An owner concept is vital if access is to be permitted to
non-trusted systems.
This tends to be vital where several systems have access.
- Only the bitfile-ID is required to request information
from the archive. Name space of bitfile-IDs is flat.
- Owners are allocated numbers (another flat namespace).
- Bitfile names are not secret, but only the owner
or a permitted reader can actually receive the data.
- A bitfile is a sequence of bits (bytes actually).
The archive undertakes to deliver the byte-stream
intact on request.
- Against each owner is kept a list of bitfiles with
the full UNC pathname that the file had when it was
archived.
- The owner is also given a stub file, which
holds the bitfile-ID. Stub is often kept where the
original file lived, but can be kept anywhere, and can
also be regenerated from the directory in the archive.

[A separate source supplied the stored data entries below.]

Issue #3255, opened 2021-04-29
Safari issue: Failed to initialize NumberFormat since used feature is not supported in the linked ICU version


jamesozzie:
## Bug Description

There have been reports of the below dashboard error since 1.31.0 was released. This appears when accessing the primary Site Kit dashboard. 
`Failed to initialize NumberFormat since used feature is not supported in the linked ICU version`

One user has reported this only occurs in a Safari browser, troubleshooting ongoing with the other. 

<details>
<summary>Full error details below for 1 user</summary>

```
Failed to initialize NumberFormat since used feature is not supported in the linked ICU version

    in DataBlock
    in div
    in div
    in section
    in LegacySearchConsoleDashboardWidgetOverview
    in withData(LegacySearchConsoleDashboardWidgetOverview)
    in Unknown
    in WithSelect(withData(LegacySearchConsoleDashboardWidgetOverview))
    in div
    in Layout
    in div
    in div
    in div
    in div
    in GoogleSitekitSearchConsoleDashboardWidget
    in FilteredComponent
    in WithFilters(ModuleApp)
    in ModuleApp
    in GoogleSitekitModule
    in RestoreSnapshots
    in ErrorHandler
    in Root
```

- The owner of the file has the responsibility of remembering
how to make sense of the data (or another authorised requester).
Is LEEDS an OAIS?
Well only partly. One can identify traces of
OAIS concepts such as
- Content Information (CI) -- clearly the body of the bitfile,
- Repesentation Information (RI) -- only identity of originating system, and
- Preservation Description Information (PDI) -- details of ownership and origin.
- The goal of indefinite preservation
What can we feed into the OAIS debate?
Theory
- We need indirection for digital objects -- we need a digital ISDON now
(International Standard Digital Object Number)
This needs to be the definitive way of referring to objects,
not an optional feature of the PDI.
For CEDARS we will probably plump for one of the current candidates,
but on a national/global scale we could use agreement.
An early agreement on the fomat of such a name seems a good idea.
How about using Internet domain names in the same way as Java does?
-- perhap as a fall-back when no other ID is available.
- We need indirection for user identities (maybe use certificates)
If you do not have some such mechanism, only trusted systems
can be allowed to access the store. They must be trusted
by each other as well as by the archive.
- Is a "collector" a special kind of "producer" or a new element in
the OAIS environment (section 2.1)
In the world of libraries the concept of a collector is
probably different from a producer.
The collector is not the same as the management.
- Include enough PDI with the objects on media to allow last-ditch recovery.
Things sometimes go wrong, and to have enough identity information
physically next to the data helps in recovery operations.
Practice
- CEDARS will demonstrate OAIS-style operation in a limited service environment
- It is addressing bothe issues of data storage, and collection management
- If we cannot make the ideas work on a small scale, they certainly
won't work on a national/international scale.